Rebentos: Mostra Internacional de Cinema Emergente – Sessão 3

Rebentos é uma mostra de cinema que pretende apresentar o trabalho de jovens realizadores de todo o mundo. A mostra parte de uma iniciativa da Claraboia, uma iniciativa conjunta das associações A3 Apertum Ars e Dínamo que pretende dinamizar a cultura emergente no Concelho de Sintra, acolhida pela Casa da Juventude da Tapada das Mercês. Ao longo da mostra serão exibidas mais de 34 curtas-metragens, divididas em 7 sessões, que nos mostram diferentes géneros, técnicas e realidades sociais.

Poster de Palavras Gastas, de Maria Giraldes © Direitos Reservados

PALAVRAS GASTAS, 2020

um filme de MARIA GIRALDES

A partir do poema “Adeus” (1950) de Eugénio de Andrade, Palavras Gastas chega como ilustração daquele que é um tema comum ao espectador: a separação. O filme acaba por refletir sobre o seu próprio género: quando as palavras deixam de ser suficientes, a animação ganha lugar. Os dois peixes que Maria Giraldes anima servem para nos guiar nesta viagem e parecem refletir diretamente uma parte do poema de Andrade:

“Às vezes tu dizias: os teus olhos são peixes

verdes.

E eu acreditava.

Acreditava,

porque ao teu lado

todas as coisas eram possíveis.” 

Mas agora já nada parece possível. As palavras nada mais são que uma metáfora para os sentimentos, os sentimentos estão gastos – “antigamente tínhamos tanto para dar um ao outro” – e agora o que resta? 

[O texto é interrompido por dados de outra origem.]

PR #1706, opened 2025-09-29
Remove calls to Socket.Poll and use SocketShutdown.Both

Rob-Hague:
The message loop currently sits in a call to Poll until the socket has data to read or it is closed. This is unnecessary - it can equally just sit in the call to Receive.

The call to Poll in Session.IsConnected is also unnecessary - we can instead just call Socket.Connected. This only returns the connection state as of the last operation, but we are always performing operations in the message loop (or else we are not connected), so it should work equally well while being cheaper.

Lastly, when shutting down the socket, shut down both sides rather than just the sending side (SocketShutdown.Both rather than SocketShutdown.Send) - at this point we do not care about reading anything else. This makes it (more) certain that we will break out of the Receive call in the message loop, as has been noted in #355 for whatever remaining issues still exist there.

### DIFF
--- a/src/Renci.SshNet/Session.cs
+++ b/src/Renci.SshNet/Session.cs
@@ -82,12 +82,6 @@ namespace Renci.SshNet
         private readonly ILogger _logger;
 
         /// <summary>
-        /// Holds an object that is used to ensure only a single thread can read from
-        /// <see cref="_socket"/> at any given time.
-        /// </summary>
-        private readonly Lock _socketReadLock = new Lock();
-
-        /// <summary>
         /// Holds an object that is used to ensure only a single thread can write to
         /// <see cref="_socket"/> at any given time.
         /// </summary>
@@ -105,7 +99,7 @@ namespace Renci.SshNet
         /// This is also used to ensure that <see cref="_socket"/> will not be disposed
         /// while performing a given operation or set of operations on <see cref="_socket"/>.
         /// </remarks>
-        private readonly SemaphoreSlim _socketDisposeLock = new SemaphoreSlim(1, 1);
+        private readonly Lock _socketDisposeLock = new Lock();
 
         /// <summary>
         /// Holds an object that is used to ensure only a single thread can connect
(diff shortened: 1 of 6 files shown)


src/Renci.SshNet/Session.cs
```diff
@@ -81,12 +81,6 @@ public sealed class Session : ISession
         private readonly ISocketFactory _socketFactory;
         private readonly ILogger _logger;
 
-        /// <summary>
-        /// Holds an object that is used to ensure only a single thread can read from
-        /// <see cref="_socket"/> at any given time.
-        /// </summary>
-        private readonly Lock _socketReadLock = new Lock();
```
Rob-Hague, line 88: no longer needed

src/Renci.SshNet/Session.cs
```diff
@@ -1988,46 +1886,37 @@ private static int TrySocketRead(Socket socket, byte[] buffer, int offset, int l
         /// </summary>
         private void SocketDisconnectAndDispose()
         {
-            if (_socket != null)
```
Rob-Hague, line 1991: not a hot path, so simplify the locking and save some indentation

src/Renci.SshNet/Session.cs
```diff
@@ -2102,25 +1972,12 @@ private void MessageListener()
...
-                // a connection exception which is raised while isDisconnecting is normal and
-                // should be ignored
-                if (connectionException != null)
-                {
-                    return;
-                }
-
-                // any timeout while disconnecting can be caused by loss of connectivity
-                // altogether and should be ignored
-                if (exp is SocketException socketException && socketException.SocketErrorCode == SocketError.TimedOut)
```
Rob-Hague, line 2120: dead code, we always wrap SocketException in SshConnection

test/Renci.SshNet.Tests/Classes/SessionTest_Connected_ConnectionReset.cs
```diff
@@ -64,8 +64,6 @@ public void ErrorOccurredIsRaisedOnce()
 
             var connectionException = (SshConnectionException)exception;
             Assert.AreEqual(DisconnectReason.ConnectionLost, connectionException.DisconnectReason);
-            Assert.IsNull(connectionException.InnerException);
-            Assert.AreEqual("An established connection was aborted by the server.", connectionException.Message);
```
Rob-Hague, line 68: not always the case - it could contain a SocketException upon RST, in which case the message is more like "An existing connection was forcibly closed by the remote host."

src/Renci.SshNet/Session.cs
Rob-Hague, line 1: whitespace off: https://github.com/sshnet/SSH.NET/pull/1706/files?w=1

WojciechNagorski (approved):

Rob-Hague:
Thanks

“Não temos já nada para dar.

Dentro de ti

Não há nada que me peça água.

O passado é inútil como um trapo.

E já te disse: as palavras estão gastas.”

Uma bela forma de nos trazer este tema pelo qual praticamente todos nós já passamos, ainda que de formas diferentes. Nesta água temos contidas as diversas correntes, correntes que representam as diversas formas de ultrapassar uma separação e as diversas formas como esta nos pode afetar. 

Inês Moreira

Poster de Blood, de Saeid Khajenoori © Direitos Reservados

BLOOD, 2021

um filme de SAEID KHAJENOORI

Uma blusa no chão. Fragmentos de louça quebrada. Uma moldura partida. Uma garrafa de vodka vazia. Um cinzeiro. Um telefone a tocar. Uma ventoinha. Um close-up de uma mão. É assim que abre Blood do iraniano Saeid Khajenoori que demonstra mestria ao usar estas imagens para nos introduzir à história, a qual se ocupa de muito pouco diálogo. Os planos parados dos objetos conversam com o espectador que passa o filme todo a tentar juntar as peças do puzzle. 

Um homem de meia idade tenta recuperar da perda da sua mulher, mas o sangue que acredita escorrer-lhe pelo nariz não deixa. Tenta ir ao hospital mas ninguém o parece levar a sério. Apesar do nome e da descrição do filme, o espectador não vê nunca o sangue. Esta ausência representa uma dor que não é visível, uma dor que provém da alma e e a corrompe, infelizmente, até à morte.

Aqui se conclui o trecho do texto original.